Los palestinos iniciaron ataques violentos para acelerar la salida de los israelíes, convencidos de que «Israel sólo entiende el lenguaje de la fuerza».
El diablo, que como todo el mundo sabe está en los detalles, se vengó de los que aplazaron la tarea de pulir los detalles. Cada detalle se convirtió en una mina en el camino hacia la paz.
Esa es la naturaleza de un acuerdo marco: permite negociar sobre cada cuestión concreta una y otra vez, empezando cada vez desde el principio. Los negociadores israelíes aprovecharon esa posibilidad hasta la saciedad: cada «concesión» israelí fue vendida una y otra vez en las sucesivas negociaciones.
Primero en las negociaciones para la «Declaración de Principios», luego en las negociaciones de los acuerdos provisionales; sin duda se las vamos a volver a vender por tercera, cuarta y quinta vez en las negociaciones de los acuerdos permanentes. Y cada vez se las cobraremos caro.
¿Significa esto que una declaración de principios es inútil?
Yo no diría eso. En diplomacia las declaraciones son importantes aunque no estén acompañadas de actos inmediatos. Resurgen una y otra vez. Las palabras que se han pronunciado no puede ser desdichas, aunque solo sean palabras. El genio no puede ser devuelto a la botella.
Cuando el gobierno de Israel reconoció al pueblo palestino le dio la puntilla a un argumento que había dominado la propaganda sionista desde hace casi cien años: que el pueblo palestino ni existe ni ha existido jamás. «No existe tal cosa», como dijo en repetidas ocasiones la (lamentablemente) inolvidable Golda Meir.
Cuando los palestinos reconocieron el Estado de Israel este hecho provocó en la percepción del mundo árabe una revolución irreversible.
Cuando el líder de la derecha israelí reconoce ante el mundo entero la solución de «dos Estados para dos pueblos», dibuja una línea desde la que no hay vuelta atrás. Incluso si lo dice sin creerse realmente sus propias palabras sino solamente como una treta para salir del paso, las palabras tienen vida propia. Se han convertido en un hecho político: a partir de ahora ningún gobierno israelí puede volverse atrás.
Por eso la extrema derecha tenía razón cuando recientemente acusó a Netanyahu de poner en práctica —¡vade retro!— el “diseño Uri Avnery”. Su intención no es hacerme un cumplido, sino condenar a Netanyahu.

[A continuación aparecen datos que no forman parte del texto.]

PR #33506, opened 2024-09-20
chore: Update wgpu

sagudev:
Update wgpu to https://github.com/gfx-rs/wgpu/commit/9f85f8aeea6c43c1a412bafc8fbcfb43aad0dd20

Most notable change is that ids do not have backend component anymore, so we only need one `IdentityHub` for all backends.

---

### DIFF
--- a/components/webgpu/wgpu_thread.rs
+++ b/components/webgpu/wgpu_thread.rs
@@ -636,19 +636,19 @@ impl WGPU {
                     WebGPURequest::RequestAdapter {
                         sender,
                         options,
-                        ids,
+                        adapter_id,
                     } => {
                         let global = &self.global;
                         let response = self
                             .global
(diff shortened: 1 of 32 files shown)


components/webgpu/wgpu_thread.rs
```diff
@@ -1320,3 +1312,26 @@ impl WGPU {
         }
     }
 }
+
+fn backends() -> wgt::Backends {
```
sagudev, line 1316: Maybe we can replace this with `wgt::Backends::all()`.

jdm (approved):

components/webgpu/wgpu_thread.rs
sagudev: yes we can!

PR #68, opened 2020-01-24
Set min nbconvert version due to API change

evan-burke:
Fixes an issue with older versions of nbconvert - looks like prior to 5.6.1 or so - that have 'resources' as a required argument to the preprocess function, resulting in errors like this when running tests:
 `preprocess() missing 1 required positional argument: 'resources'`

Is this the only place the version would need to be updated?

nbconvert commit for the API change:
https://github.com/jupyter/nbconvert/commit/ad6d34b563d1a137a19173c149b85fc11876e2d8

### DIFF
--- a/settings.ini
+++ b/settings.ini
@@ -14,7 +14,7 @@ status = 2
 min_python = 3.6
 audience = Developers
 language = English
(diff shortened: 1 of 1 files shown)


sgugger:
Thanks a lot! Yes this is the only place it's needed.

Es como acusar al Papa de actuar al servicio de los ayatolás.
Si finalmente Netanyahu se viera obligado a firmar un “acuerdo marco” o una “plataforma de acuerdo” que estipulara la creación de un Estado palestino con las fronteras del 4 de junio de 1967, con su capital en Jerusalén Oriental y con limitados intercambios de territorio, tal cosa marcaría la dirección de todos los procesos diplomáticos en el futuro. Sin embargo, no creo que vaya a firmar algo así, e incluso si lo hiciera tampoco sería garantía de que lo fuera a cumplir.
Así pues, insisto: no debería haber acuerdo sobre un proceso diseñado para abocar a una «declaración de principios» o un «acuerdo marco».
Debería haber —aquí y ahora!— negociaciones para un tratado de paz total y definitivo.
El diablo se esconde en los acuerdos marco. Dios vive —si lo hace en algún sitio— en los tratados de paz.